[Opening Material supplied section]

PR #113, opened 2024-04-29
Fix AddressFormat::Middle formatting on NonFungibleGlobalId

matiasbzurovski:
## Changelog
Fixes the formatting made on `NonFungibleGlobalid` for type `Middle`.


src/profile/v100/address/non_fungible_global_id.rs
```diff
@@ -305,11 +313,53 @@ mod tests {
     }
 
     #[test]
-    fn formatted_middle() {
+    fn formatted_default_vs_middle() {
```
matiasbzurovski, line 316: This is the best test to understand the expected behavior on each case

apple/Tests/TestCases/Prelude/NonFungibleGlobalIDTests.swift
```diff
@@ -41,14 +41,25 @@ final class NonFungibleGlobalIDTests: IdentifiableByStringProtocolTest<NonFungib
...
         let sut = try SUT(
             nonFungibleResourceAddress: .sample,
             localID: .ruid(
                 value: .init(hex: "deadbeef12345678babecafe87654321fadedeaf01234567ecadabba76543210")
             )
         )
-        XCTAssertNoDifference(sut.formatted(.default), "reso...c9wlxa:dead...3210")
         XCTAssertNoDifference(sut.formatted(.raw), "resource_rdx1nfyg2f68jw7hfdlg5hzvd8ylsa7e0kjl68t5t62v3ttamtejc9wlxa:{deadbeef12345678-babecafe87654321-fadedeaf01234567-ecadabba76543210}")
+		XCTAssertNoDifference(sut.formatted(.default), "reso...c9wlxa:dead...3210")
+		XCTAssertNoDifference(sut.formatted(.middle), "urce_rdx1nfyg2f68jw7hfdlg5hzvd8ylsa7e0kjl68t5t62v3ttamtej:beef12345678-babecafe87654321-fadedeaf01234567-ecadabba7654")
```
matiasbzurovski, line 53: Looks like this file was using spaces instead of tabs for idents. Continuing with the discussion that @GhenadieVP brought on some other place, I think it would be better to go with third party tool [SwiftFormat](https://github.com/nicklockwood/SwiftFormat) rather than Apple's [swift-format](https://github.com/apple/swift-format).

I played a little bit with the latter and personally think the first one is on a better shape. Also, as we are already using SwiftFormat on the iOS wallet, it would be easier to keep the same configuration/standards on both projects.

CyonAlexRDX (approved):
LGTM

[Closing Material supplied section]

- Work instruction: What is needed is each line from the records with the word "formatting" in it.

- Answer section:
Fix AddressFormat::Middle formatting on NonFungibleGlobalId
Fixes the formatting made on `NonFungibleGlobalid` for type `Middle`.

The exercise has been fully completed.